From here we follow the access track down to a crossroads and continue on a rough lane down to fords (with footbridges) over Blackton Beck and Eggleston Burn. This was once the route used by teams of up to 20 packhorses carrying lead ore from the local mines to the smelt mill higher up Blackton Beck. When in the 1860s the route was deemed too onerous and time consuming by the London Lead Company, an impressive viaduct, known as Blackton Bridge,  was built for the horses higher up Eggleston Burn. It can be seen through the trees if you walk up the beckside from the second footbridge.


The old route now climbs to a tarred lane where go left. On the corner is the Saddle House, used to store the tack of the Galloway pack horses. We now follow the lane past the tiny Egglesburn Baptist Chapel of 1872 with its bold 'British Workmen' carved over the entrance.

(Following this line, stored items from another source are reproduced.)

Issue #417, opened 2016-12-13
Debian Package


paddatrapper:
I would like to package EmptyEpsilon for Debian, however this is made difficult by the fact that it is spilt over two repos. Is it possible to add SeriousProton as a git submodule in EmptyEpsilon? It would also simplify building from source, as the path to SeriousProton can be set in CMakeLists.txt and not necessarily passed as a argument:

    $ git clone https://github.com/daid/EmptyEpsilon
    $ cd EmptyEpsilon
    $ git submodule update --init
    $ mkdir _build && cd _build
    $ cmake ..
    $ make

paddatrapper:
Packaged as library and game

PR #418, opened 2016-12-13
Added SeriousProton as submodule

paddatrapper:
Fix for Issue #417. Still supports setting the SeriousProton path in the command line, but if not set it defaults to `${CMAKE_SOURCE_DIR}/SeriousProton/`

### DIFF
--- a/.gitmodules
+++ b/.gitmodules
@@ -1,0 +1,3 @@
+[submodule "SeriousProton"]
+	path = SeriousProton
+	url = https://git@github.com/daid/SeriousProton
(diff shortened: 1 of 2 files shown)


daid:
I seriously hate git's submodules system. Sorry.

paddatrapper:
How is it a bad system? It is certainly better than having to manually clone two separate repos and point one to the other...

daid:
Why is it better? It's different, but not better. It still requires extra commands to get/update the code. And it requires more work from my side to update the submodule reference all the time.

Of all the good things that git added, submodules is not one of them IMHO, as it just adds an extra layer of commands/arguments that you need to use and another layer for mistakes when using it, without providing something that you cannot do without submodules.

paddatrapper:
It is better in that it allows a tagged release to point to a specific version of the submodule which is known to work with it. Though the way I'm busy trying to package EmptyEpsilon makes this redundant - shared library for SeriousProton which EE then builds against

At the B 6282 cross straight over on the track to Toby Hill Farm. Bear right before the farm and go right again on an earth track in another 200 yards. Glorious views now open up of upper Teesdale and the river which appears almost secretly through the trees below.


The right of way descends to the river bank where turn left across a couple of fields to Beckstones Wath Bridge, arching high above the river. On the other bank it's an easy stroll across fields to Yarker Lane on the edge of Mickleton. Turn left and then right along Low Side. Once past the Wesleyan chapel of 1890 go left at a junction up to the village street. If you are seeking refreshments then the Crown, open every day at 10 am, is some 200 yards to the right. The Blacksmiths Arms is around the corner on the left.


Our walk continues along the lane opposite the latter to the car park on the site of Mickleton station. The line was opened in 1868 and took over the role of the packhorses in transporting lead from the dale. When the mines closed before World War I it continued carrying mainly roadstone and agricultural produce until its closure by Beeching in 1964.


Now the Tees Railway Path it is a delight to walk, being mud free, well maintained and liberally provided with seats by the County Council for the enjoyment of the views over the valley to the whitewashed farms of the Raby estate and the moorland of Eggleston Common beyond.


In about 2 miles we reach the site of Romaldkirk station. Little remains although the signal, from Gainford station, is of the type found only on the North East Railway, the arm moving in a slot and dropping down for 'go'.


Turn left into the village, one of the most attractive in Teesdale with three greens surrounded by handsome stone houses, and two pubs, the Kirk and the Rose and Crown.


Look out too for the stocks on the middle green and, if you have time, visit the imposing church which has a Saxon cross, a Norman nave and a stone effigy of Sir Henry Fitzhugh who died in 1304 in the Scottish wars of Edward I.


The walk continues beyond the church and along the side of Low Green. Just past Beckwath, a large late Georgian house of 1828 turn left down Primrose Lane. It soon crosses Beer Beck by a flat stone slab bridge and continues as a well marked field path up on to the cliffs overlooking the Tees which can be heard tumbling far below. There's a bird's eye view from here of Eggleston Hall in its thickly wooded parkland. It was built by Ignatius Bonomi in 1820.


The path descends to Eggleston Bridge with its narrow 11ft wide deck and sharp cutwaters where you can wait for the traffic to pass. It was probably built in the 15th century but has been repaired several times since.


The wall now follow the boundary of Eggleston Hall uphill to the B 6282 where turn left and then first right back to the starting point.